6.2 自举集成：Bagging 算法-Python机器学习——预测分析核心算法在线阅读

语速1.0: 2.0

进度0:

6.2 自举集成：Bagging 算法

自举集成（bootstrap aggregation 即 Bagging 算法）是由 Leo Breiman 提出的。该方法是从选取一个基学习器开始的，本书使用二元决策树作为基学习器。随着对此方法介绍的深入，可以看到其他机器学习算法也可以作为基学习器。二元决策树是合乎逻辑地选择，因为它可以对具有复杂决策边界的问题建模，但二元决策树性能表现很不稳定。这种不稳定性可以通过组合多个基于决策树的模型来克服。

6.2.1 Bagging 算法是如何工作的

自举集成算法使用叫作自举（bootstrap）的取样方法。自举取样通常用来从一个中等规模的数据集中产生取样统计。一个（非参）自举取样是从数据集放回式地随机选择元素（也就是说，自举取样可能会重复取出原始数据中的同一行数据）。自举集成从训练数据集中获得一系列的自举样本，然后针对每一个自举样本训练一个基学习器。对于回归问题，结果为基学习器的均值。对于分类问题，结果是从不同类别所占的百分比引申出来的各种类别的概率或均值。代码清单 6-4 展示了对本章开始介绍的合成数据问题如何应用Bagging 算法。

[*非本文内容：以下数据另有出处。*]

Issue #53, opened 2016-10-21
Snowboy support


renekliment:
We can see progress in this repo, so I'm opening this issue already, even though it's gonna take a while to get there.

After #24 is done, let's also support snowboy (so users can choose, let's not just replace pocketsphinx with it).

@maso27 and @flooie have done this in their repos based on the original project. We can learn from that.

renekliment:
Ah, it seems that snowboy isn't open-source or free (as in freedom). Just stating though, it's not a blocker. Good thing we keep support for pocketsphinx, so people who want to run free software only can run AlexaPi. But those people wouldn't want to use such _evil_ services like AVS. Well, nevermind :smile:

renekliment:
A couple of notes:
- I'd do it as a git submodule - there is no pypi package.
- example config:
```yaml
triggers:
  snowboy:
    enabled: false
    voice_confirm: true

    # rpi, ubuntu64, osx, android-armv7a
    platform: "rpi"

    model: "{distribution}/Alexa.umdl"
```

dgonano:
are you working on this @renekliment ? If so, how far away do you think it is?

my hotword detection isn't very reliable with sphinx and i'm hoping snowboy will improve it.. :p

renekliment:
No. It should be fairly easy to do though.

dgonano:
side note: store the personal model in /etc/opt/AlexaPi so it's kept during reinstalls

dgonano:
@renekliment i'm not sure where they are in the other alexapi repo's but we should be able to adapt their example and wrap it as a trigger yeah? 
https://github.com/Kitt-AI/snowboy/tree/master/examples/Python

If thats what your were thinking i'll have a look at it tomorrow

renekliment:
@dgonano Yes. I said it should be fairly easy :smile: We just need to use _sounddevice_ instead of _pyaudio_.

renekliment:
Hey, just checking in. Any progress on this?

dgonano:
No, I haven't had time to look at it and I'm going away this weekend for a week also.

renekliment:
@dgonano I think you've mentioned that snowboy works better for you. Have you just tested the example or do you have some preliminary AlexaPi implementation that you could share so others could base on top of that if you're too busy?

dgonano:
I think that was from the example. I haven't done any work on snowboy for this repo. Once I tuned sphinx mine was working fine so it hasn't been top priority.

[...]

PR #156, opened 2017-01-22
Simple Capture module

renekliment:
**Description:**
This: 
- moves the `silence_listener()` to an extra module to clean up a bit
- sets the default input device to `default`, which makes more sense
- validates the `input_device` config option and exits AlexaPi with a list of valid devices if the configured device is invalid
- provides an override to ignore a failed validation

**Notes:**
- This replaces some commits from #152.
- The voice triggers (pocketsphinx, snowboy) could in theory use some methods of alexapi.capture and be library-independent. They would only state things like framerate, format, periodsize and stuff to get an audio_input handle they could then just read from and close it. We can bother with this later after we have #45 and maybe #53 - we'll see how convenient that would be. 

@alexa-pi/team Please have a look. This should be a simple thing to review. Thanks!

**Checklist:**
  - [x] Update CHANGELOG.md
  - [ ] Update Wiki (configuration changes)


renekliment:
14 day rule ... merging.

PR #160, opened 2017-01-25
Fix unwanted variable expansion

renekliment:
**Description:**
- We should probably fix this in `master`, but meh, who cares, it's not a major issue. I still hope to roll out _v1.4_ soon.
- found by @maso27
- http://stackoverflow.com/questions/27920806/how-to-avoid-heredoc-expanding-variables


lechat:
I don't think that this is major issue that have to be fixed in master. So far none of the users stumbled on it.

renekliment:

代码预留 30% 的数据作为测试数据，以代替交叉验证方法。参数 numTreesMax 决定集成方法包含的决策树的最大数目。代码建立模型是从第一个决策树开始，然后是前两个决策树、前三个决策树，以此类推，直到 numTreesMax 个决策树，可以看到预测的准确性与决策树数目之间的关系。代码将训练好的模型存入一个列表，并且存储了测试数据的预测值，这些预测值用于评估测试误差。代码画了两个图，一个展示了当集成方法增加决策树时，均方误差是如何变化的。另外一个图展示了第一个决策树的预测值、前 10 个决策树的平均预测值和前 20 个决策树的平均预测值的对比图。这个对比分析图与预测值曲线和实际标签值的对比图十分相似。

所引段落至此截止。